Stored data
::::::::::

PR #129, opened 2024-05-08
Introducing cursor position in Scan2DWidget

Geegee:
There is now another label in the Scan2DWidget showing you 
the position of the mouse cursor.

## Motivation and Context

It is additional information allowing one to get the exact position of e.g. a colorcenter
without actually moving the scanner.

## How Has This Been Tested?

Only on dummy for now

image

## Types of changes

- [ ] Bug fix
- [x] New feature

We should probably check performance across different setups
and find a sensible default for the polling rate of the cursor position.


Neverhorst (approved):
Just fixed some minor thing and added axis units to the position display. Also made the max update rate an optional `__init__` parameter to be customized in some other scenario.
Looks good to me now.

::::::::::

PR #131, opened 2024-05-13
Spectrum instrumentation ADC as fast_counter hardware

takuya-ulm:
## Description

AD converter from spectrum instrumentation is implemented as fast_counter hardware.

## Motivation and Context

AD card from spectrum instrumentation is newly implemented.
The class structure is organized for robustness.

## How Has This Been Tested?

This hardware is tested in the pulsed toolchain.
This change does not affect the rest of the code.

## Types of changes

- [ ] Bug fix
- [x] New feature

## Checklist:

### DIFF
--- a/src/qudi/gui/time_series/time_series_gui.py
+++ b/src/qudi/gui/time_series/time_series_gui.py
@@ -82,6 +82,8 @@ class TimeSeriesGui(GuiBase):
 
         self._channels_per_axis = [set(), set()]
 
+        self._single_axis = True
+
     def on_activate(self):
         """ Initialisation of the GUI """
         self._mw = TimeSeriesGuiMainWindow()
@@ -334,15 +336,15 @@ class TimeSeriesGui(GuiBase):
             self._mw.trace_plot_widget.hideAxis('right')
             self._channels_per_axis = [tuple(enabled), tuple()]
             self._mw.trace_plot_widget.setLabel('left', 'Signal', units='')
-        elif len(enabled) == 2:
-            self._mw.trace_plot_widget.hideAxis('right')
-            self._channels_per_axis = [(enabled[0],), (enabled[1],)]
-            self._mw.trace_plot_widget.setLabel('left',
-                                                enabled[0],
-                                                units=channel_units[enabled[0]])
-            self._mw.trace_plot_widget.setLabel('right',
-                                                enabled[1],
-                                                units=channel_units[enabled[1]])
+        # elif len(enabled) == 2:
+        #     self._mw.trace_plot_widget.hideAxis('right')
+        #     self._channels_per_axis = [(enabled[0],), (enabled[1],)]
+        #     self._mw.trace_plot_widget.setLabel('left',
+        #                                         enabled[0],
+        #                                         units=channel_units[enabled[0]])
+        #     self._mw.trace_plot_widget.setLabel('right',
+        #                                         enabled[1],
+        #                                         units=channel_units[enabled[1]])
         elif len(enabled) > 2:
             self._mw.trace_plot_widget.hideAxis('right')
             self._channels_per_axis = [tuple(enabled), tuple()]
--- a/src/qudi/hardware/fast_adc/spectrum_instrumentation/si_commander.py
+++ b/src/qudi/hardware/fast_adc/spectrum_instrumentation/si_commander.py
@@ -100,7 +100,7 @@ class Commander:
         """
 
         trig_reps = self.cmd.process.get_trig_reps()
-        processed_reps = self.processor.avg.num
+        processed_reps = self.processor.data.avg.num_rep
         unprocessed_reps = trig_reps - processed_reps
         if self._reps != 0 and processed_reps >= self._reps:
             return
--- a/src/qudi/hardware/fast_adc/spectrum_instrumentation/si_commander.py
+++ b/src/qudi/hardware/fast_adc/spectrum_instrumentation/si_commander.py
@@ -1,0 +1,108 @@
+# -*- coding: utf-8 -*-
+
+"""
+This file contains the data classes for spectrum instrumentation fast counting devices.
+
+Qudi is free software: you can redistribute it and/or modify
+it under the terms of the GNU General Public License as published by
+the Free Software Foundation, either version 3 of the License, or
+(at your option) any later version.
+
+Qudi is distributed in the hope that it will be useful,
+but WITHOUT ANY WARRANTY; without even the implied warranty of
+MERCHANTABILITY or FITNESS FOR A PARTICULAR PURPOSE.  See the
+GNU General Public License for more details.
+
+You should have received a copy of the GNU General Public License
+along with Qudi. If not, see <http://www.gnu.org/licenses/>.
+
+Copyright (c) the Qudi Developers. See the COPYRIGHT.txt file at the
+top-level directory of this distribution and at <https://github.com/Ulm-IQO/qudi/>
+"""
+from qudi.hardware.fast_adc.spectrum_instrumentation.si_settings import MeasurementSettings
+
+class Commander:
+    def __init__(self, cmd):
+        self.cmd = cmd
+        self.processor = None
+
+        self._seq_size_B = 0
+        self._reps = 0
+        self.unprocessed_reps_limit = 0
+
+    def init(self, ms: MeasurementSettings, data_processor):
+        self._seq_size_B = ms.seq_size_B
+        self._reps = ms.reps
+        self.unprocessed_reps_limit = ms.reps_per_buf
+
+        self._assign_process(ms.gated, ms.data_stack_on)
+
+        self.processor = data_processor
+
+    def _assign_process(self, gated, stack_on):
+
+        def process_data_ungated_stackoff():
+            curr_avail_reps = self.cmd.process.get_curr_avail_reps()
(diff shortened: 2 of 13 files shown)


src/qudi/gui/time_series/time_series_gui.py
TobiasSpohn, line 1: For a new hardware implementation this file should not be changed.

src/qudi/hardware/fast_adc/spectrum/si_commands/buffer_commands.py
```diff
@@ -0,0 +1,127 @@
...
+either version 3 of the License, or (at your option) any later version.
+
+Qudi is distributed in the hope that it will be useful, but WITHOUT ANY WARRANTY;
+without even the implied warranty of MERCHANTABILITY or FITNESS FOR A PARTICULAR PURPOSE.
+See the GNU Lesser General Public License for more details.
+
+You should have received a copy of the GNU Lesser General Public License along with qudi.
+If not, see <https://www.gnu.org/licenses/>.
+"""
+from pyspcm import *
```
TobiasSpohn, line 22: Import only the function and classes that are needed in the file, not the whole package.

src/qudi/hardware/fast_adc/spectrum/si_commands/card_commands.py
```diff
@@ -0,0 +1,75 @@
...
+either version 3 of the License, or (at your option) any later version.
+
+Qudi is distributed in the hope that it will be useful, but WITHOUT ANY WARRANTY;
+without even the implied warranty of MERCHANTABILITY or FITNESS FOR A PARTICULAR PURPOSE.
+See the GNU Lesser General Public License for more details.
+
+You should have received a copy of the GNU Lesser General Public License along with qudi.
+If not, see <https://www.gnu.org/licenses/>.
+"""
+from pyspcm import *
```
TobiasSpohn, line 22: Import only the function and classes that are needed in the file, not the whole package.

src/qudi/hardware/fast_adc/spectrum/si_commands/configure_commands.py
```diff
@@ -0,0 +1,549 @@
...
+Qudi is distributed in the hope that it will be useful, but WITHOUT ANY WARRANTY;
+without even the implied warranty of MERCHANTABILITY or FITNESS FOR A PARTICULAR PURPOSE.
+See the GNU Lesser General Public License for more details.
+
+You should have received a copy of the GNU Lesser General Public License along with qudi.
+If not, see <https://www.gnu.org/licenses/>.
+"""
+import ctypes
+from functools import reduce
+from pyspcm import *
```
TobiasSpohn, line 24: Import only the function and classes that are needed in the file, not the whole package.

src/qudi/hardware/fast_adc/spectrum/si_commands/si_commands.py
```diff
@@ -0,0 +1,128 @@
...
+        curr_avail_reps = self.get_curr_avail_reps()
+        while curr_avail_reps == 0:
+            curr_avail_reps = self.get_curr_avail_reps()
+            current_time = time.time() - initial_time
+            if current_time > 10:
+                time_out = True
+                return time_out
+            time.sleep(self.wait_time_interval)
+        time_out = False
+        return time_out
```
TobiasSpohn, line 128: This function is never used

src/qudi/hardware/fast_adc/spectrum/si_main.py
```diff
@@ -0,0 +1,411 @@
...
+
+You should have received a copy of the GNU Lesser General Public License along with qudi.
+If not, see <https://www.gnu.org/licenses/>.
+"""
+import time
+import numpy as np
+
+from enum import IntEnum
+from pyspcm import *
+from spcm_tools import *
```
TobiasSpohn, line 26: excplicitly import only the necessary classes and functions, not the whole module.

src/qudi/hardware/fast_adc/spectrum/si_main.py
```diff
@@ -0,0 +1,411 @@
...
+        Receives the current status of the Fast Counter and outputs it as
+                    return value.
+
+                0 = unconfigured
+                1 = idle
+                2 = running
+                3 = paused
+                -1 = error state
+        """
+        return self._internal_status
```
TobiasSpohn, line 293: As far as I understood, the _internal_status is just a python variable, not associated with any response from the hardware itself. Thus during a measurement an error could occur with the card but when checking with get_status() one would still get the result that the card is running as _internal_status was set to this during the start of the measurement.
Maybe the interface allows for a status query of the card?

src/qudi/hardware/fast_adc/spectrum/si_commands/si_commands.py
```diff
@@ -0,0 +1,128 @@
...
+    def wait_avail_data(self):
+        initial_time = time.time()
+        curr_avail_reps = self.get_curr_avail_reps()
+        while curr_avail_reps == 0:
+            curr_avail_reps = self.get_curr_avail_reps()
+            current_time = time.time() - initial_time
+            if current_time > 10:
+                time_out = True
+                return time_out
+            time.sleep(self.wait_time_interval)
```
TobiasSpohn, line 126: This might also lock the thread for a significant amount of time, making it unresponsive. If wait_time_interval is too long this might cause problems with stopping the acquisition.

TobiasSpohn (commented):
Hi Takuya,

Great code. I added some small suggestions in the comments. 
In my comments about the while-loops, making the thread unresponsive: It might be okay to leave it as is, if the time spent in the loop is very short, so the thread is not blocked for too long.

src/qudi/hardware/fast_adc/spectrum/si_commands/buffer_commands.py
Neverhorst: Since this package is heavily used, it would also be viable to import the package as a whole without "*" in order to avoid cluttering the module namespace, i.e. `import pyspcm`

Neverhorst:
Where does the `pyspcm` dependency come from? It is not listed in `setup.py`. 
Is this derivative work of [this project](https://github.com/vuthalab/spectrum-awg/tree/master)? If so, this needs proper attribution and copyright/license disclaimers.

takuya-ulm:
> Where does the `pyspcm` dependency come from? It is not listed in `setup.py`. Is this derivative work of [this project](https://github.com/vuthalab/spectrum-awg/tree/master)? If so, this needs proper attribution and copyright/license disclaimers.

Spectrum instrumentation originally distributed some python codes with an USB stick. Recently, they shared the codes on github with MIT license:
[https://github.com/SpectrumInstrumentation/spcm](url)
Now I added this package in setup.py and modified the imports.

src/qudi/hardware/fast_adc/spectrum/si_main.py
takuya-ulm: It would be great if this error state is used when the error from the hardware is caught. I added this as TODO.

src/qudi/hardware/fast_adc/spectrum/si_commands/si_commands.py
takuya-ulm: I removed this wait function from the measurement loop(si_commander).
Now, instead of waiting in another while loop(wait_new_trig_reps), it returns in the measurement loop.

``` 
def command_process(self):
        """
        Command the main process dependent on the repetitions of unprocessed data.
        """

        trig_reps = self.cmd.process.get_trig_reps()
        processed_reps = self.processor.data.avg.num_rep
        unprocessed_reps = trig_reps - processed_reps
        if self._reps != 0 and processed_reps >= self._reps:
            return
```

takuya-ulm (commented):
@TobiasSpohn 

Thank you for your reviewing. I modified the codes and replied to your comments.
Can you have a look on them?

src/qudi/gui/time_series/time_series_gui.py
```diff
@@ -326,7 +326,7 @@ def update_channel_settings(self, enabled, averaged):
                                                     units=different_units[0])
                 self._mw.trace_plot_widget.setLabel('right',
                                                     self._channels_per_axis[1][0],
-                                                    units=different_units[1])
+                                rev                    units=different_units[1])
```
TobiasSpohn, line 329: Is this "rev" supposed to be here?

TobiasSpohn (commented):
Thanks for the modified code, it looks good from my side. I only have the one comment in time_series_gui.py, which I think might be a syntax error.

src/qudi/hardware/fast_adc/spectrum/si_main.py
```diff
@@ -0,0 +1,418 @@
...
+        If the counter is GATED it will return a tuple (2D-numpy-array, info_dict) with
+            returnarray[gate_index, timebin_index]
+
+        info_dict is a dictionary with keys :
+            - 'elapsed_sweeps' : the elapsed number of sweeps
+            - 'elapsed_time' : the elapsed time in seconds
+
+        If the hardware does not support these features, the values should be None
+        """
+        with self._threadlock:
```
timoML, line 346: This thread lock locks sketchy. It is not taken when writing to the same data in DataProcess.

::::::::::

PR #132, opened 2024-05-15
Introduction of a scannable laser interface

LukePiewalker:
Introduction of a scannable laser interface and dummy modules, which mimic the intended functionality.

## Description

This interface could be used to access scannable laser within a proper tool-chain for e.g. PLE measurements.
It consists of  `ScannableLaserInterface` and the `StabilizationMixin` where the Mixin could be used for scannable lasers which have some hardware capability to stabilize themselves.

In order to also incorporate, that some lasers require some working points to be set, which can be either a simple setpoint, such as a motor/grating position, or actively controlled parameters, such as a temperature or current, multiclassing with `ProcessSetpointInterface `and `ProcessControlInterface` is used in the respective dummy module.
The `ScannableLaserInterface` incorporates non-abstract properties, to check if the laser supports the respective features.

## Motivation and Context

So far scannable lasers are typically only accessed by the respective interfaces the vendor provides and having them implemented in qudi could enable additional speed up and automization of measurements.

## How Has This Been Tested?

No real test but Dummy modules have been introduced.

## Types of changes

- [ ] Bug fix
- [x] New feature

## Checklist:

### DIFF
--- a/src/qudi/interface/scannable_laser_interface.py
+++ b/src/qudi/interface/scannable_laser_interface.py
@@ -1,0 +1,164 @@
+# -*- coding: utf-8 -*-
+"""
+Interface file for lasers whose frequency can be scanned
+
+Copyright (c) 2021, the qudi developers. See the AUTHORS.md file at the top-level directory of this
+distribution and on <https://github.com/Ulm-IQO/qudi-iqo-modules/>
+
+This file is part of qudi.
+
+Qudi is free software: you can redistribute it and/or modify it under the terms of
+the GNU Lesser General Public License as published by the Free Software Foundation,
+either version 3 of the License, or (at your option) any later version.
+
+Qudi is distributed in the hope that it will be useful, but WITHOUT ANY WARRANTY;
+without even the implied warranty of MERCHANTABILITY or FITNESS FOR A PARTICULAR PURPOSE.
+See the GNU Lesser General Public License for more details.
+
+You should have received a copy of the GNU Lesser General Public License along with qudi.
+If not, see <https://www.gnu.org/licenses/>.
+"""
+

::::::::::

**Your instructions**.
Using the data above, reproduce exactly the lines between those holding "PR #129, opened 2024-05-08" and "We should probably", inclusive, and no others.

**Answer**.
PR #129, opened 2024-05-08
Introducing cursor position in Scan2DWidget

Geegee:
There is now another label in the Scan2DWidget showing you 
the position of the mouse cursor.

## Motivation and Context

It is additional information allowing one to get the exact position of e.g. a colorcenter
without actually moving the scanner.

## How Has This Been Tested?

Only on dummy for now

image

## Types of changes

- [ ] Bug fix
- [x] New feature

We should probably check performance across different setups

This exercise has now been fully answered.